Seed capitalism - moog
http://www.economist.com/daily/columns/businessview/displaystory.cfm?story_id=10834563

======
skmurphy
This is a great article. Two key points for consumer oriented startups: it
always takes longer and foolproof is hard to do. Key paragraphs:

[T]wo other key characteristics of the successful entrepreneur: persistence
and perfectionism. Mr Bissonette had expected to have the new product on the
market within a year to 18 months. In the end, it took four years.

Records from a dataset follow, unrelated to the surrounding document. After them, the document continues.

PR #2843, opened 2026-08-31
feat(tonic-xds): support custom control-plane connectors

youyuanwu:
## Motivation

`tonic-xds` always used tonic's built-in connector for the ADS control-plane connection. This prevented applications from supplying a custom transport or managing control-plane TLS themselves.

## Solution

- Add `TonicTransportBuilder::with_connector`.
- Add `XdsChannelBuilder::with_control_plane_connector`.
- Preserve tonic channel setup, keepalives, timeouts, reconnects, and ADS call credentials.
- Leave transport security and URI handling to the custom connector.
- Keep discovered backend connections unchanged.

The connector is cloned for each ADS connection and implements the same `Service<Uri>` interface accepted by tonic's `Endpoint::connect_with_connector`.

## Testing

- Default `tonic-xds` and `xds-client` test suites
- `tonic-xds` with `tls-ring` and `tls-aws-lc`
- Clippy and rustdoc with warnings denied
- Workspace examples and no-default-features build
- `cargo-check-external-types` using the CI nightly toolchain

### DIFF
--- a/tonic-xds/Cargo.toml
+++ b/tonic-xds/Cargo.toml
@@ -69,6 +69,7 @@ tonic = { version = "0.14", features = [ "server", "channel", "tls-ring" ] }
 tonic-prost = "0.14"
 tonic-prost-build = "0.14"
 async-stream = "0.3"
+hyper-util = { version = "0.1", features = ["tokio"] }
 tempfile = "3.27.0"
 rcgen = "0.14"
 google-cloud-auth = { version = "1.9", default-features = false }
--- a/tonic-xds/src/client/channel.rs
+++ b/tonic-xds/src/client/channel.rs
@@ -213,6 +213,7 @@ const _: fn() = || {
     fn assert_send_sync<T: Send + Sync>() {}
     assert_grpc_service::<XdsChannelGrpc>();
     assert_send_sync::<XdsChannelGrpc>();
+    assert_send_sync::<XdsChannelBuilder>();
 };
 
 /// Builder for creating an [`XdsChannel`] or [`XdsChannelGrpc`].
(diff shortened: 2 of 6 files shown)


YutaoMa:
@youyuanwu, thanks for the PR! For the TLS use case I'm planning to add gRFC A65 support properly #2869. My question here would be do you anticipate any use case not covered by A65? Depending on the answer the API surface in this PR may need to be changed, to me personally it feels a bit risky to leave the transport security to the custom connector.

youyuanwu:
@YutaoMa We would like to onboard on tonic-xds, but for tls use case we have hard requirement to use openssl. #2869 does not seem to cover this particular use case.
We also want to use non-tcp transport including the control-plane in the future.

I think the better implementation is to support custom transport for all clients (control plane and data plane), and tls would be a default implementation of the custom transport. (I have not looked at the server apis yet, we need server-side custom transport as well).

YutaoMa:
I see, TLS through openssl is a use case I'm good with supporting, in that case I'm good with a custom connector API. Overall this PR's direction makes sense just have these issues imo:

1. currently the connector interface is unaware of the call credentials mechanism added in #2705 , need some hook to wire them together.
2. `connect_with_connector` skips tonic's `uds_connector` so UDS support is broken under thsi path (tonic hardcodes a  placeholder `http://tonic` for Uds Uri)
3. also `secure && !tls_configured` checks are skipped so if no TLS feature flag is enabled but target URI is https, it will be silently downgraded to plaintext which is a security risk.

Not adding these comments as individual line comments because I think overall they can be solved altogether at a higher level: if you extract out the `connect_with_connector` as the common path, just feed it the tonic default connector if no custom one is provided, then you'll be able to reuse all the existing logic of call creds checks, UDS routing, etc.

PR #2848, opened 2026-09-02
grpc: resolve simple clippy warnings

nathanielford:
## Motivation

Clean up simple, non-invasive clippy warnings in the `grpc` crate so development and pre-commit checks don't trip on unrelated warnings.

## Solution

Resolve simple warnings across 4 categories in `grpc/src`:
- `clippy::semicolon_if_nothing_returned`: Add trailing semicolons on statements returning unit (`()`).
- `clippy::unnecessary_semicolon`: Remove redundant semicolons.
- `clippy::elidable_lifetime_names`: Elide redundant lifetime annotations on method implementations.

More complex lints (e.g. `clippy::large_enum_variant`) are deferred. 

These lints have been added to the Clippy configuration so they run in CICD now.

### DIFF
--- a/grpc/Cargo.toml
+++ b/grpc/Cargo.toml
@@ -14,6 +14,11 @@ categories = ["web-programming", "network-programming", "asynchronous"]
 rust-version = { workspace = true }
 edition = "2024"
 
+[lints.clippy]
+elidable_lifetime_names = "warn"
+semicolon_if_nothing_returned = "warn"
+unnecessary_semicolon = "warn"
+
 [package.metadata.cargo_check_external_types]
 allowed_external_types = [
     "bytes::*",
--- a/grpc/Cargo.toml
+++ b/grpc/Cargo.toml
@@ -15,9 +15,9 @@ rust-version = { workspace = true }
 edition = "2024"
 
 [lints.clippy]
-elidable_lifetime_names = "warn"
-semicolon_if_nothing_returned = "warn"
-unnecessary_semicolon = "warn"
+elidable_lifetime_names = "deny"
+semicolon_if_nothing_returned = "deny"
+unnecessary_semicolon = "deny"
 
 [package.metadata.cargo_check_external_types]
 allowed_external_types = [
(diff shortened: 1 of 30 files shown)


grpc/src/client/load_balancing/child_manager.rs
```diff
@@ -525,17 +525,16 @@ mod test {
...
     // 1. Creates a work scheduler.
     // 2. Creates a fake channel that acts as a channel controller.
-    // 3. Creates an StubPolicyBuilder with StubFuncs that each test will define
-    //    and name of the test.
-    // 4. Creates an EndpointSharder with StubPolicyBuilder passed in as the
-    //    child policy.
+    // 3. Creates an StubPolicyBuilder with StubFuncs that each test will define and
+    //    name of the test.
+    // 4. Creates an EndpointSharder with StubPolicyBuilder passed in as the child
+    //    policy.
```
dfawley: I think you're wrapping text at >80 columns.  This should be reverted (stick to 80).

grpc/src/client/load_balancing/child_manager.rs
```diff
@@ -525,17 +525,16 @@ mod test {
...
     // 5. Creates a ChildManager with the EndpointSharder.
     //
     // Returns the following:
     // 1. A receiver for events initiated by the LB policy (like creating a new
     //    subchannel, sending a new picker etc).
-    // 2. The ChildManager to send resolver and subchannel updates from the
-    //    test.
+    // 2. The ChildManager to send resolver and subchannel updates from the test.
```
dfawley: same

dfawley (commented):
IMO we shouldn't do this unless we're also going to enable the clippy things you're fixing at the same time in our CI.  Otherwise we'll just regress again.

If we don't agree these clippies are worth having then we probably should just leave these things alone.  These three do seem pretty reasonable to me, though.

grpc/Cargo.toml
```diff
@@ -14,6 +14,11 @@ categories = ["web-programming", "network-programming", "asynchronous"]
 rust-version = { workspace = true }
 edition = "2024"
 
+[lints.clippy]
+elidable_lifetime_names = "warn"
```
dfawley: Will "warn" here make our CI fail if something is violated? Or just output a warning to logs we'll never see?

nathanielford: Nice catch - 'warn' will only output warning logs in this case. I've moved it up to 'deny'.

dfawley (approved):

Experience had taught Mr Bissonette that “when you launch a new category, you
make one mistake and it could be your last chance.” So each new version of
AeroGrow's kitchen garden was tested to destruction with people whose fingers
were anything but green. “We kept building the best system we could, watched
how people would kill their plants, and changed it so they couldn’t kill their
plants that way any more,” says John Thompson, AeroGrow's marketing director.

------
Frocer
Great article. This reminds me of the Excite team, after the 6 of them
graduated from Stanford, they decided to start a company simply because they
want to pursue entrepreneurship, without even having an idea of what they will
be doing.

I think it's important to show that entrepreneurship succeeds when you are
persistence, have a strong drive to succeed, and have the determination...
rather than how media portrait it as random luck (ex. Founder x first started
the company because he couldn't find something that does y)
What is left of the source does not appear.